Birmingham is the most populous British city outside London, with 1,073,000 residents (2011 census), an increase of 96,000 over the previous decade. The West Midlands Urban Area has a population of 2,284,093 (2001 Census); and Birmingham's metropolitan area, which is also the United Kingdom's second most populous, has a population of 3,683,000. At the time of the 2001 UK Census, Birmingham's population was 977,087, having fallen since reaching a peak of 1,112,685 in the 1951 Census.

The population density is 9,451 inhabitants per square mile (3,649/km²) compared to the 976.9 inhabitants per square mile (377.2/km²) for England. Females represented 51.6% of the population whilst men represented 48.4%. More women were 70 or over. 60.4% of the population was aged between 16 and 74, compared to 66.7% in England as a whole.

The ONS estimates that, in 2009, 63.3% of the population was White British, 2.1% White Irish, 2.6% Other White, 19.7% Asian, 6.6% Black, 1.1% Chinese, 3.1% of mixed race and 1.5% of other ethnic heritage. 57% of primary and 52% of secondary pupils are from non-white British families. 16.5% of the population was born outside the United Kingdom.

60.3% of households were found to be owner occupied and 27.7% were rented from either the city council, housing association or other registered social landlord. The remaining 11.8% of households were rented privately or lived rent free.

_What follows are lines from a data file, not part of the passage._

PR #7747, opened 2024-09-16
[WIP] Support deploying dualStack Kind Clusters

sridhargaddam:
Part-of #7902 

This PR enables support for deploying KIND and Istio in dualStack mode using the flag IP_FAMILY. For a dualStack cluster, export IP_FAMILY=dual (default is ipv4).

### DIFF
--- a/hack/configs/default.yaml
+++ b/hack/configs/default.yaml
@@ -1,0 +1,32 @@
+# This configs KinD to spin up a k8s cluster with mixed protocol LB support and GRPCContainerProbe enabled
+# This should be used to create K8s clusters with versions >= 1.23
+# Source: https://github.com/istio/istio/blob/release-1.23/prow/config/default.yaml
+kind: Cluster
+apiVersion: kind.x-k8s.io/v1alpha4
+kubeadmConfigPatches:
+- |
+  apiVersion: kubeadm.k8s.io/v1beta3
+  kind: ClusterConfiguration
+  metadata:
+    name: config
+  etcd:
+    local:
+      # Run etcd in a tmpfs (in RAM) for performance improvements
+      dataDir: /tmp/kind-cluster-etcd
+  # We run single node, drop leader election to reduce overhead
+  controllerManager:
+    extraArgs:
+      leader-elect: "false"
+  scheduler:
+    extraArgs:
+      leader-elect: "false"
+  apiServer:
+    extraArgs:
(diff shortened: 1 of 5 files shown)


nrfox:
Hey @sridhargaddam thanks for looking at this. I think it makes a lot of sense to use the same `kind-provisioner` script that istio and sail use. It would be nice to deploy both clusters into the same network since that would simplify the multi-cluster setup. iirc the `start-kind.sh` script doesn't support that today.

There are a couple of requirements that Kiali has which I'm not sure if that script supports:
1. oidc opts: https://github.com/kiali/kiali/blob/6a9061b6492eb439c5f7d64ef51021a2e01fd3c1/hack/start-kind.sh#L147C1-L154C62. Kiali supports login with oidc but in order to test this, you have to configure the kube API server on startup with these oidc flags. This is kind of a chicken and egg problem because the oidc server, keycloak, runs inside of one of the kind clusters meaning that the kind cluster needs to know the public ip of the keycloak server running inside of it when the kind cluster starts. To get around this we just assume that the first public ip allocated in the range we setup in metallb will be the keycloak server's public ip. The oidc server doesn't actually have to be online or resolvable when you start the kind cluster so normally you'd just use an FQDN instead of an ip address but we didn't want to use some external service like `nip.io` and now I forget why we didn't use something like `dnsmasq`. At any rate, we need to be able to pass the oidc flags to the kind cluster setup.
2. Local registry. We need the [local kind registry](https://kind.sigs.k8s.io/docs/user/local-registry/) setup for CI and local testing.

jmazzitelli:
`hack/configs` -- are these  KinD only configuration files? Please rename this to be more explicit what this is for. Right now someone sees "configs" under hack directory and it isn't clear what configuration files these are for.

i.e. `hack/kind-config-files` would be something more explicit.

jshaughn:
@jmazzitelli @nrfox , can we get together to figure out what we need to do here?  This PR has just sort of languished and I think it needs an assignee to take it over.

jmazzitelli:
I think we can close this - this PR gives us ipv6 in our kind setup script https://github.com/kiali/kiali/pull/8008

jshaughn:
> I think we can close this - this PR gives us ipv6 in our kind setup script

Agreed.  We may still want to reference some things here, but the PR does not need to move forward.

PR #7750, opened 2024-09-17
Update serialize-javascript dependency

ferhoyos:
### Describe the change

Update `serialize-javascript` dependency to version 6.0.2.

Instead of adding this version to `resolutions` section, I have updated the parent dependencies that import `serialize-javascript` as they were a bit outdated. This will improve the application's security."

Libraries updated:
- `@badeball/cypress-cucumber-preprocessor` to version `20.1.2`.  
- `workbox-webpack-plugin` to version `7.1.0`.

Breaking changes in the major version of both dependencies do not affect us:
- https://github.com/badeball/cypress-cucumber-preprocessor/releases?page=2
- https://github.com/GoogleChrome/workbox/releases

**Bonus:** 
- Align `seed-random` version in `package.json` to download only one version in the application.

### Steps to test the PR

Verify that CI tests pass.

### Issue reference

https://issues.redhat.com/browse/OSSM-8148

### DIFF
--- a/frontend/package.json
+++ b/frontend/package.json
@@ -1,4 +1,5 @@
 {
+  "proxy": "http://localhost:20001",
   "name": "@kiali/kiali-ui",
   "version": "1.90.0",
   "description": "React UI for [Kiali](https://github.com/kiali/kiali).",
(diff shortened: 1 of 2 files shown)


aljesusg (approved):
LGfM

PR #7752, opened 2024-09-17
Show workload action list in kiosk mode

ferhoyos:
### Describe the change

In kiosk mode (used in OSSMC), the service and workload actions should be integrated into the minigraph toggle menu because the actions toggle button is not displayed. Currently, the service actions are integrated into the minigraph toggle menu, but the workload actions are not. This PR displays the workload actions list in kiosk mode.

image

**Bonus:**:
- Adapt cypress tests related to workload and service actions to OSSMC
- Add sucess message notification when a user deletes the Istio config of a service.

### Steps to test the PR

1. Navigate to any workload in the service mesh
1. Add `&kiosk=true` to the Kiali URL to access kiosk mode
2. Click on the minigraph toggle menu
3. Verify that workload actions are displayed (e.g., enable/disable workload injection) 

### Automation testing

Sidecar injections cypress tests have been adapted to OSSMC, which runs Kiali in kiosk mode under the hood

### Issue reference

https://github.com/kiali/openshift-servicemesh-plugin/issues/375


ferhoyos:
Thanks @jshaughn for the review. Let me try to answer all your questions:

> I don't understand is why we don't show the Actions menu in kiosk mode?
As far as I know, kiosk mode was mainly created because of OSSMC, and this OpenShift plugin can only display the Kiali tabs for workload/service detail pages. The standard OpenShift detail pages already have an Actions menu, which cannot be modified by the plugin. Therefore, we include the specific Service Mesh actions in a different location, like the minigraph menu toggle.

image

> I suspect that maybe Edit Annotations is not supposed to show up in Kiosk mode? 
I think `Edit Annotations` doesn't show up for the same reason as above. This option is displayed in the standard OpenShift console Actions menu, and it would be redundant to have a duplicate option.

> The Actions section showed up, but with no options
Good catch. I will hide the Actions section if there are no options to show.

jshaughn (approved):
> As far as I know, kiosk mode was mainly created because of OSSMC, and this OpenShift plugin can only display the Kiali tabs for workload/service detail pages. 

This is not entirely true.  Kiosk mode pre-dates the OSSM console plugin.  While OSSMC is certainly the biggest use case, we have had, and may still have unknown embedders of the UI.  For example, I know Rancher had us embedded in the past.  This is why there is the ability to special-case kiosk mode behavior based on the kiosk value (why `getKioskMode` returns a string).  To be honest, we may have messed this up over the last few years, assuming that kiosk = OCP console.  But really, I **think** that for a general kiosk user we shouldn't necessarily be taking away features just because it conflicts with OCP, and we should special case OSSMC kiosking, when necssary.  I'll approve this PR, but we may want to create an issue to revisit our general support for kiosk mode.

ferhoyos:
Thanks @jshaughn for approving this PR despite disagreeing with the current state of the kiosk mode. This PR just completes the work started [here](https://www.github.com/kiali/openshift-servicemesh-plugin/issues/43) and [here](https://github.com/kiali/openshift-servicemesh-plugin/issues/42).

The kiosk mode does not determine the layout to be displayed but rather the targetOrigin of the routing messages to be captured by the parent container (except when the kiosk value is `true`). For example is OSSMC all routing messages are intercepted by the plugin and modified to be redirected to other plugin pages.

```
export const isParentKiosk = (kiosk: string): boolean => {
  return kiosk.length > 0 && kiosk !== 'true';
};

// Message has no format, parent should parse it for its needs
const sendParentMessage = (msg: string): void => {
  // Kiosk parameter will send the parent target when kiosk !== "true"
  // this will enable parent communication
  const targetOrigin = store.getState().globalState.kiosk;
  if (isParentKiosk(targetOrigin)) {
    window.top?.postMessage(msg, targetOrigin);
  }
};
```

I did not know that Kiosk mode was created before the OSSM console plugin. In that case, maybe the Kiosk mode could be customized to show different layouts (e.g., hide only navigation menu, show only cards, etc.). Since the kiosk mode is used for the `targetOrigin` of the routing messages, the kiosk layout could be an optional UI feature in the Kiali configuration.

jshaughn:
>  In that case, maybe the Kiosk mode could be customized to show different layouts (e.g., hide only navigation menu, show only cards, etc.). 

I don't have any evidence that kiosk mode is still in use by external entities, or if it is that what we offer is a problem.  So, I don't think we need to do anything extra until someone comes to us with an RFE.

Issue #7745, opened 2024-09-13
change names of url / in_cluster_url to better reflect what they are


jmazzitelli:
### What do you want to improve?

The `url` and `in_cluster_url` setting for Grafana and Tracing are a bit confusing now (e.g. [here](https://github.com/kiali/kiali/issues/7717))

We should rename them for 2.0 release, so it makes more sense.

### What is the current behavior?

`url` was supposed to be only for displaying the links to the user so they can direct their browser to the Grafana and Jaeger UIs.
`in_cluster_url` was supposed to be the URL for Kiali to use when querying Grafana and Jaeger.

But in the case when your Grafana or Jaeger is outside of the cluster, the names don't make sense.

### What is the new behavior?

Rename `url` to something like `external_url`
Rename `in_cluster_url` to something like `internal_url`.

### PRs

* server: https://github.com/kiali/kiali/pull/7759
* operator: https://github.com/kiali/kiali-operator/pull/820
* kiali.io docs: https://github.com/kiali/kiali.io/pull/820

Test procedures can be found here: https://github.com/kiali/kiali/pull/7759#issuecomment-2359469926

jshaughn:
New names are OK although we should still support the old names as deprecated, right? At least for a while.  And what you described in the thread sounds like what is supposed to happen; Kiali uses in_cluster_url (internal_url) to do its work, and the url (external_url) to provide user links to the external UI.  If the in_cluster_url is not set we could try to use the url for our work, but I would expect it would not necessarily function well for API querying.  I think in general the in_cluster_url is supposed to be set, even if it's not in cluster :slightly_smiling_face: .

I'm not opposed to `internal_url and external_url`,  they make a nice set because the words go together, but just for completeness I'll throw out one other combo that came to mind: `api_url and ui_url`

jmazzitelli:
BTW: as part of this fix, we need to fix the version retrieval code for Grafana.. it is definitely using the `url` when it should be using `in_cluster_url` to get the version of Grafana.

jmazzitelli:
PRs:
* server: https://github.com/kiali/kiali/pull/7759
* operator: https://github.com/kiali/kiali-operator/pull/820
* kiali.io docs: https://github.com/kiali/kiali.io/pull/820

PR #7759, opened 2024-09-18
rename in_cluster_url to internal_url; rename url to external_url

jmazzitelli:
fixes: https://github.com/kiali/kiali/issues/7745

this PR is rebased on the [version url fix PR](https://github.com/kiali/kiali/pull/7746) -- so that PR needs to be merged first before this one.


jmazzitelli:
To test, install the grafana and jaeger addons with istio (`hack/istio/install-istio-via-istioctl.sh` will do this for you).

Then make sure the Kiali CR has this:

```yaml
  external_services:
    grafana:
      internal_url: http://grafana.istio-system:3000
      external_url: http://foo.com
    tracing:
      internal_url: http://tracing.istio-system:16685/jaeger
      external_url: http://foo.com
      use_grpc: true
      enabled: true
```

hack/istio/sail/func-kiali.sh
```diff
@@ -126,11 +126,15 @@ spec:
   external_services:
     grafana:
       enabled: true
+      internal_url: "http://grafana.${CONTROL_PLANE_NAMESPACE}:3000"
+      external_url: "${grafana_external_url}"
       in_cluster_url: "http://grafana.${CONTROL_PLANE_NAMESPACE}:3000"
```
josunect, line 131: I wonder if these shouldn't be also removed?

jmazzitelli: I left those in there on purpose.. because right now this installs Kiali that comes from OperatorHub.io, which today is 1.89 and won't support this new renamed settings. So it still needs in_cluster_url/url in order to work.

When we release the next minor release of Kiali in OperatorHub.io, we can remove in_cluster_url / url here since that new version will support the renamed settings.

josunect (commented):
Thanks for the testing procedures, it works as expected: 

image

image

With the old settings: 
image

Also with Tempo: 
image

LG! I've just added a question in the code, mostly to confirm

josunect (approved):
LGTM!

The Birmingham Larger Urban Zone, a Eurostat measure of the functional city-region approximated to local government districts, has a population of 2,357,100 in 2004. In addition to Birmingham itself, the LUZ includes the Metropolitan Boroughs of Dudley, Sandwell, Solihull and Walsall, along with the districts of Lichfield, Tamworth, North Warwickshire and Bromsgrove.